What Does this Means to the Investment World?
My point with this post is to draw two major conclusions:
- News of the death of Oil was (and still is) greatly exaggerated. With news points and technologies for extraction, growing reserves and increasing demand, the argument of scarcity doesn’t hold (for now at least). Therefore this commodity will still be an alternative in the world of energy for the coming decades. Additionally, with emerging countries growing energy needs, I don’t believe that demand will fall to zero in the next years.
- More competition, less monopoly. The difference now in comparison with past decades is that oil has been attacked as number 1 alternative in the energy sector. With so many alternatives (including fossil and nuclear), I find it very hard to see oil reaching a high price and stay there for years. The competition will simply (and immediately) push the price down. Even companies such as Exxon, BP or Shell are increasingly investing in other sources of energy. Therefore transforming from old oil producers to new energy producers.
Investing in ETFs – Historical performance
With the sharp increase in oil prices, is tempting to move some money to this commodity. Let’s look at a comparison between the ETF BNO ( United States Brent Oil Fund) and the SPY in the last 12 months.
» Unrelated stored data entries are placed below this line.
PR #1749, opened 2022-07-12
chore(deps): remove canvas dependency

markov00:
## Summary

This PR removes the `canvas` dev dependency.
That dependency was required to run jest tests in order to mock canvas dependencies. There was a few problems with that: 
- it doesn't fully work with Apple Silicon (because it needs a native build and they were not published 
in https://github.com/Automattic/node-canvas)
- the used capabilities were limited to the text measurement, that was even not precise because depends on the running environment.
- I've seen some issues with jest test and the release CI steps in Buildkite  https://github.com/elastic/elastic-charts/commit/7c1c8935cb22939f033ac0bf09c6fbd7bb77ea0a

Due to the previous facts, the PR removes the dependency, updates the jest snapshots (with a slight changes in the measured output) and adds a more general mock for the `getContext` function.

We can live without a precise text measurement calculation because we have enough VRTs tests to check and support that case.
### Checklist


packages/charts/src/utils/bbox/canvas_text_bbox_calculator.test.ts
```diff
@@ -8,7 +8,7 @@
 
 import { withTextMeasure } from './canvas_text_bbox_calculator';
 
-describe('CanvasTextBBoxCalculator', () => {
+describe.skip('CanvasTextBBoxCalculator', () => {
```
nickofthyme, line 11: Do we still need to skip this?

nickofthyme (approved):

packages/charts/src/utils/bbox/canvas_text_bbox_calculator.test.ts
markov00: I think we can completely remove that test.
If I unskip it, the resulting size will be zero and it doesn't have any meaning actually....

markov00:
buildkite test this

packages/charts/src/utils/bbox/canvas_text_bbox_calculator.test.ts
markov00: I removed the test [a463334](https://github.com/elastic/elastic-charts/pull/1749/commits/a463334fb2292f841deb6d1c87e3e8dbfd3dc025)

PR #1751, opened 2022-07-12
use typeof check to check for `process` variable

spalger:
## Summary

https://github.com/elastic/elastic-charts/pull/1672 fixed an issue where `process.env.VRT` was directly referenced in the code, which isn't available outside of specific environments. This broke ci-stats, which is broken again. It would seem that the module moved to a new chunk and in that chunk strict-mode is enabled which is now throwing a runtime error just by referencing `process`.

Obviously, with the increase in the price of oil in the last months, plus a poor performance of the SPY since the beginning of 2018, you can be lead to draw wrong conclusions. First of all look at the volatility of BNO vs SPY: almost double. And then look that the same comparison in the last 36 months.
Source: ETF Replay
Auch! It even hurts just looking at it…
My take is simple:
If you’re an investor, who prefers to invest for the long run, you should focus:
- On having a diversified basket of stocks and bonds, for example through an ETF;
- Lowering the costs through low expense ratio funds;
- Keep it simple (one or two ETFs);
- Rebalance within a fixed period of time, or when the portfolio becomes too unbalanced.
And guess what?
If I invest my money in the SPY (SPDR S&P 500 Index) or VT (Vanguard FTSE Global All Cap), I will always have a portion of my money invested in the energy sector. Thus indirectly invested in commodities such as oil. Don’t complicate what is simple and easy.
With Vanguard Total World Stock ETF (VT), you are invested in approximately 8,000 holdings in over 47 countries, including both developed and emerging markets. Expense Ratio of 0.10%.
How much money in Oil & Gas? 5.8%, as of 04/20/2018.
If you’re an investor who really wants to invest directly in oil/companies in the oil sector, then prepare yourself for a lot of volatility, the possibility of having strong competition in the coming years, and the risk that your investment return could be affected by an organization (such as OPEC), country, or even some geopolitical event.
This post is only for information and education purposes. It’s not financial advice or any kind of advice.
And you reader? What’s your opinion regarding oil? An asset worth investing, or too much risk/volatility for your taste?